PR #350, opened 2025-07-16
Tweaks to doc index sidebar

### LINKED ISSUE #338: Clean up Reference section of slangpy documentation
https://slangpy.shader-slang.org/en/latest/src/api_reference.html

Currently generates Reference section, has API Reference and 3 sections for slangpy. Should be tidied up. (e.g., remove the 3 empty sections.)

### LINKED ISSUE #339: Update basic tutorials section
- Compute Shader section suggests this is easiest way, but it's not anymore. Reword to suggest it's another way to run compute shaders rather than the simplest/easiest way.
- Rename Tutorials -> Basic Tutorials to Graphics Tutorials. (remove subheading)
- Tidy any other bits you see

jhelferty-nv:
- Removes 3 empty Reference sections
- Renames Tutorials to Graphics Tutorials and removes subheading

Fixes #338
Fixes #339


docs/index.rst
jhelferty-nv, line 1: With these changes, only the Developer Guide remains in a folded subheading. Thoughts on whether that should also be unfolded? The main reason I left it like that is that on a 1080p display, the API Reference would then require scrolling down on the sidebar index to find, which seemed like bad UI. I could probably move the API Reference to the top, but that seemed a bit drastic? Thoughts?

kaizhangNV (approved):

__Your instructions__.
Copy each line of the preceding material that contains "empty".

__Task answer__.
Currently generates Reference section, has API Reference and 3 sections for slangpy. Should be tidied up. (e.g., remove the 3 empty sections.)
- Removes 3 empty Reference sections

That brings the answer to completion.